Yahoo! Kisses Microhoo Goodbye

Yahoo!'s (Nasdaq: YHOO  ) first-quarter report was neither the treasure trove investors craved, nor the minefield they feared.

Revenue before traffic acquisition costs climbed 14% to $1.35 billion, but that was no surprise. Yahoo! had snapped up several small online advertising firms over the past year.

The numbers don't get too encouraging from there:

  • Free cash flow would have fallen, if not for a one-time $350 million payment from AT&T (NYSE: T  ) .
  • Operating income also dropped.
  • Adjusted earnings fell from $154 million to $150 million.
  • Display advertising gains helped power a 19% top-line surge domestically, but Yahoo! suffered an 11% dip in international revenue. That's a problem, since operating margins are much higher internationally for Yahoo! than in its domestic efforts.
  • Revenue from affiliated sites -- the equivalent of Google's (Nasdaq: GOOG  ) growing AdSense network of third-party publishers -- has fallen for several quarters now.

The company's near-term guidance calls for more of the same. Second-quarter gross revenue is projected to climb by 2% to 14% over last year, but operating profits will likely fall sharply.

Memo to Steve Ballmer:
Are you sure you still want this on your hands, Microsoft (Nasdaq: MSFT  ) ? If the software giant thought it was getting boosts in international markets and affiliate-site network exposure, Yahoo! seems to be fading on both fronts.

Yahoo! isn't a worthless dud. Its display advertising business is a gem, posting impressive 25% year-over-year growth after its recent shopping spree. Still, that's not as attractive as Google's paid-search stronghold, where the high click rates, deep sponsor inventory, and targeted positioning advantages shine.

Why else would Yahoo!'s report show just roughly 35% of the revenue and less than 10% of the profit of Google's blowout quarter last week, despite supposedly serving up more page views as the Web's most trafficked site?
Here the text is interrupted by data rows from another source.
Issue #3321, opened 2019-02-15
Mixed feelings about absolute time in build history.


bwinter:
The new switch to using absolute time on concourse job history seems like a step in the wrong direction to me. My general use case is to see how long something has been failing, the specific date seems less useful generally. I have a suspicion I will now just be forced to do this date math in my head every time I want to know how long ago something started failing.

Maybe there is a middle ground here or maybe I just need to spend time with this new UI either way, I wanted to get this conversation started.

bwinter:
Someone suggested a hybrid that uses github's technique. Namely showing "ago" notation on recent changes then switching to absolute times further out. This seems like a good compromise and seems to support my use cases.

vito:
related to #3162

/cc @analytically who left similar feedback here: https://github.com/concourse/concourse/commit/3544de50b0f073eaa864661396c67df1c1fd8854#commitcomment-32307862

bwinter:
Looks like this is the conversation that started the change: https://github.com/concourse/concourse/issues/3019

analytically:
Another option would be in-place replacing the date text when clicked. Flip from relative to absolute with a click on the time.

analytically:
And store the selection of relative/absolute client-side?

evanchaoli:
I like @analytically 's idea of "flipping". Seems like different people think in different perspectives. We initiated the absolution time change, because our users strongly asked for that. As we made the absolution change, we'll try to implement the "flip" feature.

vito:
@evanchaoli FWIW, before this change the absolute time was available as a tooltip on hover. Guessing that wasn't enough? Just checking to make sure it wasn't an oversight.

Twiknight:
The change was submitted by me. The reason is, relative time looks confusing in my use case.

Since there are supports on both side, I think it would be better if we can have a choice on how the history time looks like.

Well, 2 rough ideas in my mind is, 

1. Add tooltip to the history time, and show `some time ago` in the tooltip
   
<img width="546" alt="screen shot 2019-02-18 at 10 20 21 am" src="https://user-images.githubusercontent.com/11556597/52924262-fca71580-3366-11e9-97ba-15452842ca2e.png">

2. Add a switch in header or bottom bar to switch the time format.

![screen shot 2019-02-18 at 10 40 16 am](https://user-images.githubusercontent.com/11556597/52924892-a7203800-3369-11e9-8f25-bec6b08d5efa.png)

Any ideas?

[...]

PR #3333, opened 2019-02-20
use github notion on build history start/finish timestamp

Twiknight:
Signed-off-by: Twiknight <Twiknight@outlook.com>

Improve the timestamp display on build history according to https://github.com/concourse/concourse/issues/3321#issuecomment-464639912

Now if a time (any of started/finished) is
1. more than 24hrs ago -> show verbose date ( `"%b %d %Y %I:%M:%S %p"`), and use relative date (`sometime ago`) as tooltip
2. less than 24hrs ago -> show relative date and use verbose date as tooltip.

following is an example
screen shot 2019-02-20 at 11 07 03 am

### DIFF
--- a/web/elm/src/BuildDuration.elm
+++ b/web/elm/src/BuildDuration.elm
@@ -17,10 +17,10 @@ view duration now =
                 [ pendingLabel "pending" ]
 
             ( Just startedAt, Nothing ) ->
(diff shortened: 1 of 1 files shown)


vito:
Thanks!

PR #3334, opened 2019-02-20
fix task variable lookup order

ralekseenkov:
hey @vito

I've been testing task vars and was writing blog post on external tasks today. Found some oddness, which we need to fix. You actually mentioned this before, being unsure about the right order of passing params to the templating engine.

The current behavior is --- cred mgr first and then task vars. The problem with that approach is that it issues a lot of unnecessary lookups to cred mgrs, even though vars are specified (i.e. you specify a var and don't even expect Concourse to reach out to cred mgr, but it still goes there)

After thinking more about this, I think the behavior should be the opposite. If vars are specified, we should take a variable from there (it makes total sense. if it's specified explicitly, then take it! it overrides anything else). If it's not in vars, then we should defer lookup to cred manager.

This turned out to be a somewhat easy fix:
* now, the order in which you pass params, is the order in which they are taken
* there is only one place where we create an array of two values and it's `[]boshtemplate.Variables{boshtemplate.StaticVariables(plan.Task.Vars), credMgrVariables}`. the semantics makes total sense here
* added a comment to NewTemplateResolver() to clarify the interface, and added unit test which checks the order
* the only part of the code which still does processing of variables in reverse order is old style templates. and this code will hopefully be dropped sooner rather than later, along with support for old style templates...

### DIFF
--- a/atc/exec/garden_factory.go
+++ b/atc/exec/garden_factory.go
@@ -150,13 +150,13 @@ func (factory *gardenFactory) Task(
 		// external task - construct a source which reads it from file
 		taskConfigSource = FileConfigSource{ConfigPath: plan.Task.ConfigPath}
 
-		// use 'vars' from the pipeline + cred mgr variables for interpolation
+		// for interpolation - use 'vars' from the pipeline, and then fill remaining with cred mgr variables
 		taskVars = []boshtemplate.Variables{boshtemplate.StaticVariables(plan.Task.Vars), credMgrVariables}
 	} else {
 		// embedded task - first we take it
 		taskConfigSource = StaticConfigSource{Config: plan.Task.Config}
 
-		// use just cred mgr variables for interpolation
+		// for interpolation - use just cred mgr variables
 		taskVars = []boshtemplate.Variables{credMgrVariables}
 	}
 
--- a/fly/commands/internal/templatehelpers/yaml_template.go
+++ b/fly/commands/internal/templatehelpers/yaml_template.go
@@ -48,7 +48,21 @@ func (yamlTemplate YamlTemplateWithParams) Evaluate(
 	}
 
 	var params []boshtemplate.Variables
-	for _, path := range yamlTemplate.templateVariablesFiles {
+
+	// first, we take explicitly specified variables on the command line
+	vars := boshtemplate.StaticVariables{}
+	for _, f := range yamlTemplate.templateVariables {
+		vars[f.Name] = f.Value
+	}
+	for _, f := range yamlTemplate.yamlTemplateVariables {
+		vars[f.Name] = f.Value
+	}
+	params = append(params, vars)
+
+	// second, we take all files. with values in the files specified later on command line taking precedence over the
+	// same values in the files specified earlier on command line
+	for i := len(yamlTemplate.templateVariablesFiles) - 1; i >= 0; i-- {
+		path := yamlTemplate.templateVariablesFiles[i]
 		templateVars, err := ioutil.ReadFile(string(path))
 		if err != nil {
 			return nil, fmt.Errorf("could not read template variables file (%s): %s", string(path), err.Error())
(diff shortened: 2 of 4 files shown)


atc/exec/garden_factory.go
```diff
@@ -150,13 +150,13 @@ func (factory *gardenFactory) Task(
 		// external task - construct a source which reads it from file
 		taskConfigSource = FileConfigSource{ConfigPath: plan.Task.ConfigPath}
 
-		// use 'vars' from the pipeline + cred mgr variables for interpolation
+		// for interpolation - use 'vars' from the pipeline, and then fill remaining with cred mgr variables
 		taskVars = []boshtemplate.Variables{boshtemplate.StaticVariables(plan.Task.Vars), credMgrVariables}
```
vito: Hmm are you sure this shouldn't just be reversed? For example, the current semantics with `-l` are that the right-most side wins, even with `((vars))` in a pipeline:

```sh
~/w/concourse (fix-smoke) $ cat booklit.yml 
resources:
- name: booklit
  type: git
  source:
    uri: https://github.com/vito/booklit
    branch: ((branch))

jobs:
- name: unit
  plan:
  - get: booklit
  - task: test
    file: booklit/ci/test.yml

~/w/concourse (fix-smoke) $ cat develop.yml 
branch: develop

~/w/concourse (fix-smoke) $ cat master.yml 
branch: master

~/w/concourse (fix-smoke) $ fly -t l validate-pipeline -o -c booklit.yml -l develop.yml -l master.yml
jobs:
- name: unit
  plan:
  - get: booklit
  - file: booklit/ci/test.yml
    task: test
resources:
- name: booklit
  source:
    branch: master
    uri: https://github.com/vito/booklit
  type: git
```

The mental model is that they are appended and stacked on top of each other. So technically what's listed first is lowest precedence.

ralekseenkov: Yes. The command line semantics doesn't change - whatever specified on the right side wins. We want to preserve that. 

But, in the source code, I always felt a normal order should win:
* when you iterate over a slice or array, the default is to iterate in natural order and break from the loop if a match is found
* this is how boshtemplate.NewMultiVars(), for example, is implemented. so I always felt that whatever we pass into NewTemplateResolver() should not be reversed before passing to boshtemplate.NewMultiVars()
* and when I wrote `[]boshtemplate.Variables{boshtemplate.StaticVariables(plan.Task.Vars), credMgrVariables}`, the original intention was that plans vars should be tried first.

So I am trying to stick to my original plan. But if you strongly feel that we should follow "stacked on top of each other" approach in the source code too, I can make that change and change all comments to make sure the interface is clear.

ralekseenkov: P.S. I don't think this is going to solve the Vault slowness issue though. This only affects tasks with FileConfigSource, when an array with more than one element is passed to NewTemplateResolver(). Vault issue happens on regular tasks too, where an array consists of just one element with credential manager vars.

vito: Sounds fine, just wanted to make sure this didn't bubble up and change the existing CLI behavior. :+1:

fly/commands/internal/templatehelpers/yaml_template.go
```diff
@@ -48,7 +48,21 @@ func (yamlTemplate YamlTemplateWithParams) Evaluate(
...
+		vars[f.Name] = f.Value
+	}
+	for _, f := range yamlTemplate.yamlTemplateVariables {
+		vars[f.Name] = f.Value
+	}
+	params = append(params, vars)
+
+	// second, we take all files. with values in the files specified later on command line taking precedence over the
+	// same values in the files specified earlier on command line
+	for i := len(yamlTemplate.templateVariablesFiles) - 1; i >= 0; i-- {
```
vito: :+1: didn't notice this

Issue #3078, opened 2019-01-17
Paused version border moves content slightly


vito:
## Bug Report

![jitter](https://user-images.githubusercontent.com/1880/51328566-ac742500-1a41-11e9-87c7-ad2979cfb707.gif)

## Steps to Reproduce

Pause or unpause a resource version

Issue #2608, opened 2018-09-20
A "pipeline" view of tasks in a job


pn-santos:
## What challenge are you facing?

In some jobs it can be useful to run alternating "sections" with several parallel tasks and sequential ones. Mix that in with doing regular `put` actions with `on_failure` and `on_success` triggers, a fair amount of logs and the job UI page can very quickly become hard to take in at a glance (e.g. quickly identify which tasks failed when run in parallel).

A practical example: I have a job that builds github PRs and then runs several checks in parallel (using the output of the build). When a check fails it's a chore to scroll up and down the job page to be able to see the logs of the checks that failed.

## What would make this better?

It would be nice if there was a way to see a job the way we see pipelines with horizontal left-to-right layout, no logs, just name of tasks and their status: pass/fail/pending/in progress. This in a way that the tasks relationships were visually represented (i.e. easily identify parallel tasks, if they are `on_<condition>` triggered tasks, etc.).

Then by clicking a task, we'd be able to see only it's log.

I think a nice side effect would be that these screens would be faster to load (no need to load all the logs, just task names, relationships and status) and even when looking at one task, it would only have to load the logs for that task, not the entire job.

## Are you interested in implementing this yourself?

Unfortunately no, this is more of a frontend kind of thing, so not really part of my skill set.

jama-pivotal:
Very interesting! I think it would be a very useful view

pn-santos:
I still think this would be useful, but I have zero chance of making it happen myself.

vito:
Hmm, one change we made was to have all steps auto-collapse by default, even while they're running. Does that help with this? (#4051)

Interestingly there's been some talk about having *running* steps auto-expand/collapse, but that seems to be the root of your issue. /cc @eedwards-sk

One problem with the current approach, aside from whether or not the steps auto-expand, is that it can be a little hard to notice that a step is running. I wonder if we should give them a yellow border? :thinking: /cc @Lindsayauchin @pivotal-jamie-klassen @jomsie

pn-santos:
> Does that help with this?

Assuming logs are lazy loaded, yes that helps. 

That said the "pipeline" view I think would be much better are representing fan-in/fan-out steps in a job imo.

The vertical view can get complicated when there is `parallel/aggregate` + `do` nesting.

eedwards-sk:
[...]

PR #4164, opened 2019-07-25
web: add red border to failing steps

### LINKED ISSUE #4111: Make auto-collapsed failed steps easier to notice
Follow-up to #4058 / #4051 - failed steps no longer auto-expand, which is nice because it keeps them from shoving other failed steps offscreen, but I find it hard to notice *which* step failed.

For example:

image

That little ❌ is a bit hard to notice, mainly because I tend to look at the left side of the screen I guess, and it's pretty far from the step name making it hard to scan over and see what step it is.

Maybe we could make the whole header background for the step red? 😮 

/cc @pivotal-jamie-klassen @Lindsayauchin

jomsie:
fixes #4111

# Release Note
```tex
\note{feature}{
  We noticed after \link{PR #4058}{https://github.com/concourse/concourse/pull/4058} 
  (where build steps are collapsed by default) that it wasn't very easy to see failing steps.
  
  Now a failed step has a simple red border around its header and an erroring step has an
  orange border
  \link{#4164}{https://github.com/concourse/concourse/pull/4164} 
}
```

### DIFF
--- a/web/elm/src/Build/Styles.elm
+++ b/web/elm/src/Build/Styles.elm
@@ -146,12 +146,15 @@ stepHeader : StepState -> List (Html.Attribute msg)
 stepHeader state =
     [ style "display" "flex"
     , style "justify-content" "space-between"
-    , case state of
-        StepStateFailed ->
-            style "border" "1px solid #C24433"
+    , style "border" <|
+        "1px solid "
+            ++ (case state of
+                    StepStateFailed ->
+                        Colors.failure
 
-        _ ->
-            style "border" "none"
+                    _ ->
+                        Colors.frame
+               )
     ]
 
 
--- a/web/elm/src/Build/Styles.elm
+++ b/web/elm/src/Build/Styles.elm
@@ -19,6 +19,7 @@ module Build.Styles exposing
 
 import Application.Styles
 import Build.Models exposing (StepHeaderType(..))
+import Build.StepTree.Models exposing (StepState(..))
 import Colors
 import Concourse
 import Dashboard.Styles exposing (striped)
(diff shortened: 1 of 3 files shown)


web/elm/src/Build/Styles.elm
```diff
@@ -141,10 +142,16 @@ triggerTooltip =
...
+stepHeader : StepState -> List (Html.Attribute msg)
+stepHeader state =
     [ style "display" "flex"
     , style "justify-content" "space-between"
+    , case state of
+        StepStateFailed ->
+            style "border" "1px solid #C24433"
+
+        _ ->
+            style "border" "none"
```
vito: `none` vs. `1px` will result in content slightly jumping when the border is added - similar to https://github.com/concourse/concourse/issues/3078

jomsie: Good snag! Will fix!

web/elm/src/Build/Styles.elm
```diff
@@ -141,10 +142,19 @@ triggerTooltip =
...
+stepHeader state =
     [ style "display" "flex"
     , style "justify-content" "space-between"
+    , style "border" <|
+        "1px solid "
+            ++ (case state of
+                    StepStateFailed ->
+                        Colors.failure
+
+                    _ ->
```
vito: :ghost: Scope creeping, but can we do the same for errored steps? Those are in the same boat: they cause a build failure (well, error) but are hard to notice when auto-collapsed.

I don't think there are any other states we care about. :thinking:

pivotal-jamie-klassen: Here's a prototype, but let's get @Lindsayauchin in on this sooner rather than later.
Screen Shot 2019-07-31 at 3 21 45 PM

jomsie:
[wats test failing](https://ci.concourse-ci.org/builds/6627310#L5d41da29:721), running locally it passes when it doesn't timeout

web/elm/src/Build/Styles.elm
Lindsayauchin: @vito @pivotal-jamie-klassen Makes sense. I like it!

vito: @Lindsayauchin @pivotal-jamie-klassen More :ghost: scope creep: what do you think of adding a yellow border for running steps, since they're auto-collapsed too?

some context: https://github.com/concourse/concourse/issues/2608#issuecomment-517296718

cirocosta:
hey, I just wanted to say that this is amazing ❤️ ! thank you all! (@xtremerui shares the same thought!)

In its favor, Yahoo! also has attractive investments in Yahoo! Japan, Gmarket (Nasdaq: GMKT  ) , and Alibaba.com, worth a collective $13.8 billion (or nearly $10 a share). And that's before considering the value of Alibaba's sister companies, which have yet to go public.

Unfortunately for Microsoft, both Alibaba and the Chinese government may get in the way of that handoff, turning a juicy asset into a taxable payday.

In sum, Yahoo! isn't any more attractive today than when it was trading in the high teens as a stand-alone company three months ago. There is certainly no reason for Microsoft to raise its bid, or even keep it on the table, after this weekend.

Memo to Jerry Yang:
You don't need to do this, Yahoo!. There's not enough desperation within the model to force an exit strategy. Yahoo! still has $2.8 billion in cash and marketable securities, it's consistently profitable, and its display advertising mastery is strengthening, despite the weakness in its affiliate network.

Along with the margin-propping boost that Yahoo! could score if it continues to outsource its paid-search business to Google, it may very well earn today's deal-inflated price -- and more -- in a few years.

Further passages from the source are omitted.